What you are asked to do =
Whenever the word "context" appears in a line of the listing, copy that line.

Provided data =
━━━━━━━━

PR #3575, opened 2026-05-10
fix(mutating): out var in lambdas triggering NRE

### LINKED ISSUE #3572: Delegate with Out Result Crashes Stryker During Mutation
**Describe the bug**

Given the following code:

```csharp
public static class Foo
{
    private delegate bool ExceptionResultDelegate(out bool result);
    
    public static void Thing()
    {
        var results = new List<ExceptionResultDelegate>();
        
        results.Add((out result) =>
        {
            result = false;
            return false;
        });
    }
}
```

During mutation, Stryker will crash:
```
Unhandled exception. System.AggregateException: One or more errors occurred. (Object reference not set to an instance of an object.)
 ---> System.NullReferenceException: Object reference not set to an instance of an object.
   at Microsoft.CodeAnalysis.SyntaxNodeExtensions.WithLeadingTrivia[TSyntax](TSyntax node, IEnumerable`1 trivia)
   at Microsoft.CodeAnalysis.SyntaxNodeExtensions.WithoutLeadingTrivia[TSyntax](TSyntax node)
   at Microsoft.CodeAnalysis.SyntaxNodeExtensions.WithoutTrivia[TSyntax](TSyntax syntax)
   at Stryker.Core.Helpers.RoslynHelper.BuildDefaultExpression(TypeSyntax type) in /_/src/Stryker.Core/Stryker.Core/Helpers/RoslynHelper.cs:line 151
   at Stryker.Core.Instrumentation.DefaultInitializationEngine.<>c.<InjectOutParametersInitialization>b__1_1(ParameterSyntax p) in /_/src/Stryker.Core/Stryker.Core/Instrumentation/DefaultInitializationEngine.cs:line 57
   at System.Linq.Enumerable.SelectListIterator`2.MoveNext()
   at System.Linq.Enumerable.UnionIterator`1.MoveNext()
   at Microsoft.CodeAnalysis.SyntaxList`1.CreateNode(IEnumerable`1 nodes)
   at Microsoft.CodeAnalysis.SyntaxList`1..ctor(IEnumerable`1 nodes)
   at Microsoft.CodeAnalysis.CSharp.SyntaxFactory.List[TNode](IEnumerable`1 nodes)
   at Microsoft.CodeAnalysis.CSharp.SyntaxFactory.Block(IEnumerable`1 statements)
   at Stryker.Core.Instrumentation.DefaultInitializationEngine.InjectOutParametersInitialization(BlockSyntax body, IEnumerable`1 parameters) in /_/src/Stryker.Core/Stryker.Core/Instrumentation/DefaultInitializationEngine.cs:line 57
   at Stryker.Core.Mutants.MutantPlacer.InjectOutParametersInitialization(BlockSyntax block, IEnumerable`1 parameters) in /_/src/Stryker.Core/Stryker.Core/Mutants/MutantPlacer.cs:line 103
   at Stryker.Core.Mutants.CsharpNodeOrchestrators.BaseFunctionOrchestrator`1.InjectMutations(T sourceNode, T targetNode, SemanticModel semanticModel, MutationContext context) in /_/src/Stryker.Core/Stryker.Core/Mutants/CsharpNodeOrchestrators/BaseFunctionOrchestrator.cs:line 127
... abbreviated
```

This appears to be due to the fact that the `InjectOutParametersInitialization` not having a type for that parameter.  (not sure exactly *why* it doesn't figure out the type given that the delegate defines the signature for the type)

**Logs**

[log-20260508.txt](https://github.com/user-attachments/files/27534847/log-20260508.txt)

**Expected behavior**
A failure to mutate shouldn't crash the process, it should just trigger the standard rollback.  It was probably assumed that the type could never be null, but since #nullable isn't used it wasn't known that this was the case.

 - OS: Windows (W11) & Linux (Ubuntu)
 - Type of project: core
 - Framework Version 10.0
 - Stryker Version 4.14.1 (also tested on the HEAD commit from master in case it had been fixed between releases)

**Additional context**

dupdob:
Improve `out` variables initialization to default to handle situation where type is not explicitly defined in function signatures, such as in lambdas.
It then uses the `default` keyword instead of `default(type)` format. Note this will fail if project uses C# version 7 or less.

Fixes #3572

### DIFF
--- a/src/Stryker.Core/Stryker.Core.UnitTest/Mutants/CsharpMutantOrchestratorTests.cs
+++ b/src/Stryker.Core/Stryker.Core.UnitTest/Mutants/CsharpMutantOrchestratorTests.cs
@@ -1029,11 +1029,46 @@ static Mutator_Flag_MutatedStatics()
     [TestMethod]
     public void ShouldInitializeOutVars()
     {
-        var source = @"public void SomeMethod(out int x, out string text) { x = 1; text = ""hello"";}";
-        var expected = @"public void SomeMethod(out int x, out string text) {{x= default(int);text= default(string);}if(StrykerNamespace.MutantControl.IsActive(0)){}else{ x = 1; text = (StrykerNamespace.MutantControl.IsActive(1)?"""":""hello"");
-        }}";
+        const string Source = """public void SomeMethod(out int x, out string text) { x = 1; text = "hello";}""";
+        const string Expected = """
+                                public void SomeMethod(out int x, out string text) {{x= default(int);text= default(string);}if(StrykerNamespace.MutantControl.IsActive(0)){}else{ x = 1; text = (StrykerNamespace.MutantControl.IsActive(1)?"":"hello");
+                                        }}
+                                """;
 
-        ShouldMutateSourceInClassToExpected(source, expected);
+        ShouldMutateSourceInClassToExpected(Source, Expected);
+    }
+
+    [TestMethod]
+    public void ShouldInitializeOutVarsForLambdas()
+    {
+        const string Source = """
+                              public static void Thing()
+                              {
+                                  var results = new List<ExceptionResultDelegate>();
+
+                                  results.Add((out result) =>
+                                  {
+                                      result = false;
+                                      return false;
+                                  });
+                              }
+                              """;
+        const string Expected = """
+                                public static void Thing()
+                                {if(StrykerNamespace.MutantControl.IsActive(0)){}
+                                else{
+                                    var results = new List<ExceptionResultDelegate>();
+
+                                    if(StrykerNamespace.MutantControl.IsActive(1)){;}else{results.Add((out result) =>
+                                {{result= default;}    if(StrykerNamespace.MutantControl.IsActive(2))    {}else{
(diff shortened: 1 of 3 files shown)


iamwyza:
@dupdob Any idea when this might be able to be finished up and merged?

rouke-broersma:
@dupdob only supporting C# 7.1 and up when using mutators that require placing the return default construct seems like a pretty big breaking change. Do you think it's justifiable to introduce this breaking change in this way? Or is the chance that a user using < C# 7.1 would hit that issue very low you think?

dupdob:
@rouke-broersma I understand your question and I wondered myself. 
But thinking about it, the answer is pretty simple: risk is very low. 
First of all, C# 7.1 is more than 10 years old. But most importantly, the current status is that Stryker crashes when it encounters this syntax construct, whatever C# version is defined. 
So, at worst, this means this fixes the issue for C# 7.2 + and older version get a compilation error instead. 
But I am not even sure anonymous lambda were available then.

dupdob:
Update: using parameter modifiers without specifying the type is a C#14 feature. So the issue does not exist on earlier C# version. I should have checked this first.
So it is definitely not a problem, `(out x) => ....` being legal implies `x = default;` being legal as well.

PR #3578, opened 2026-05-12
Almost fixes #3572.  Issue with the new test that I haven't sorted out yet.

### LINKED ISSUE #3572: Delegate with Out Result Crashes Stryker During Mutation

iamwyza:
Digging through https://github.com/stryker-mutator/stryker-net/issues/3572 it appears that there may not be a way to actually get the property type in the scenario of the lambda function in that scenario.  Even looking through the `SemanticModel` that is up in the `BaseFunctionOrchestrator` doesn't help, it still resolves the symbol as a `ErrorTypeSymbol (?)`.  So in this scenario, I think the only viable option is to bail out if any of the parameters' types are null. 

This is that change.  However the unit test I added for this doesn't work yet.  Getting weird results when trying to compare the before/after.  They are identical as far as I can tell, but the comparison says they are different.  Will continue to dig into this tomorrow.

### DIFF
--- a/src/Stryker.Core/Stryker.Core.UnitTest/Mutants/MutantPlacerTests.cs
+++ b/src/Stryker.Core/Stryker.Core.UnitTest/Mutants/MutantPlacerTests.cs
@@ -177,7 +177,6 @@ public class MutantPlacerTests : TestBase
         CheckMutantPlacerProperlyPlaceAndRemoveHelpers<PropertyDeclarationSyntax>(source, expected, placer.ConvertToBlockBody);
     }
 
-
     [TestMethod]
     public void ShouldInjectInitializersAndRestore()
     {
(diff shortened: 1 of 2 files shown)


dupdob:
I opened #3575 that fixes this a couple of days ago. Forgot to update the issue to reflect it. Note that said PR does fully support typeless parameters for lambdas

━━━━━━━━

Output for this task =
   at Stryker.Core.Mutants.CsharpNodeOrchestrators.BaseFunctionOrchestrator`1.InjectMutations(T sourceNode, T targetNode, SemanticModel semanticModel, MutationContext context) in /_/src/Stryker.Core/Stryker.Core/Mutants/CsharpNodeOrchestrators/BaseFunctionOrchestrator.cs:line 127
**Additional context**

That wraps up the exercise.